Stored data:

PR #2186, opened 2018-02-16
E2E: do not modifiy userid

### LINKED ISSUE #2134: E2E: Unsupported class: class javax.crypto.spec.IvParameterSpec when encrypting the private key.

### LINKED ISSUE #2173: key storage error continues e2e
I have updated to nextcloud 3.0.1 I have read of the resolution of the problem of the key storage on oreo, but for those who have nougat still not good. i have s8 samsung and nexus 6 with android 7.x but error also persists with 3.0.1
screenshot_20180214-145614

tobiasKaminsky:
Fix #2173 
Fix #2134 

As we now have a call to get the uid, we shall not split the string, as usernames such as are valid: tobi@nc

### DIFF
--- a/src/main/java/com/owncloud/android/utils/CsrHelper.java
+++ b/src/main/java/com/owncloud/android/utils/CsrHelper.java
@@ -58,7 +58,7 @@ public class CsrHelper {
      */
     private static PKCS10CertificationRequest generateCSR(KeyPair keyPair, String userId) throws IOException,
     OperatorCreationException {
-        String principal = "CN=" + userId.split("@")[0];
+        String principal = "CN=" + userId;
         AsymmetricKeyParameter privateKey = PrivateKeyFactory.createKey(keyPair.getPrivate().getEncoded());
         AlgorithmIdentifier signatureAlgorithm = new DefaultSignatureAlgorithmIdentifierFinder().find("SHA1WITHRSA");
         AlgorithmIdentifier digestAlgorithm = new DefaultDigestAlgorithmIdentifierFinder().find("SHA-1");


AndyScherzinger:
but wouldn't you now be using tobi@nc@yourawesomeserver.com?

tobiasKaminsky:
No, we fetch the userid, which never has server included, e.g:
userid: tobi@nc
name: tobias kaminsky
email: tobias@nc.server.com

Now with userid fetching, it does not matter with what you authenticate (userid, name, email), the CSR will always use userid (tobi@nc).

Previously, we took simply the "id" with which we authenticated (on account setup).
So if you back then used "tobi@nc" it was fine, as loginid matches the userid.
But if you used your email address, it would not have worked.

AndyScherzinger:
👍 alright! I did think the userId is actually username@server which is why we usually do the @-split.

mario:
Sure, but how do we migrate existing users?

tobiasKaminsky:
We do not have to: CSR is only signed by server if common name in CSR matches the userid.
Therefore we get always the userid before generating a CSR:
https://github.com/nextcloud/android/blob/04de5cab62a77c18d51532aafe3eafdc0f36265d/src/main/java/com/owncloud/android/ui/dialog/SetupEncryptionDialogFragment.java#L348-L363

(the above is true for all stable app releases, on alpha testing there was no server side checking of userid)

mario:
👍

PR #2201, opened 2018-02-19
use correct size for png

### LINKED ISSUE #2190: Full size previews do not scale to fullscreen
### Actual behaviour
When opening a fresh image, the full preview is shown after short time. As intended. But it seems that the temporal preview in full size is not scaled well to full-screen. They appear to be too small. This does not apply to downloaded images.

### Expected behaviour
The image is previewed. After short time the full size image is shown. The temporal full size preview is scaled well to full screen, just as the downloaded one.
 
### Steps to reproduce
1. Upload image to server which has less pixels than the screen of your mobile device.
2. Browse to this image with android client.
3. Open (non downloaded) image with android client. Wait for  full size image being delivered automatically.
4. Check, if image is scaled to full screen.

### Environment data
Android version: 7.1.2

Device model: BQ X5 Plus

Stock or customized system: LOS 14.1

Nextcloud app version: 3.0.1

Nextcloud server version: 13.0

tobiasKaminsky:
Fix #2190 

For PNG we create a canvas. Previously it was fullscreen, which results in a small image if the image is smaller than the display.
--> use size of image instead and scale it up, if necessary.

 

### DIFF
--- a/src/main/java/com/owncloud/android/datamodel/ThumbnailsCacheManager.java
+++ b/src/main/java/com/owncloud/android/datamodel/ThumbnailsCacheManager.java
@@ -304,8 +304,8 @@ public class ThumbnailsCacheManager {
                                 }
 
                                 // Handle PNG
-                                if (file.getMimetype().equalsIgnoreCase(PNG_MIMETYPE)) {
-                                    thumbnail = handlePNG(thumbnail, pxW, pxH);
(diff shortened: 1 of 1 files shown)


AndyScherzinger:
:+1:

mario:
👍

PR #12651, opened 2024-03-06
Show Cached Information Instead of Not Showing Quota Information at All When User Not Authorized

alperozturk96:

When a user adds an additional account, then deletes that same account, and subsequently login again with the same account, the quota information cannot be retrieved from the backend due to a 401 unauthorized error. We can display the cached value and update it when the user reopens the app to reflect the new value.


alperozturk96:
Actual fix and PR will be opened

Aim of the task
The answer is a count and nothing more: lines above that contain "matches".

Solution
2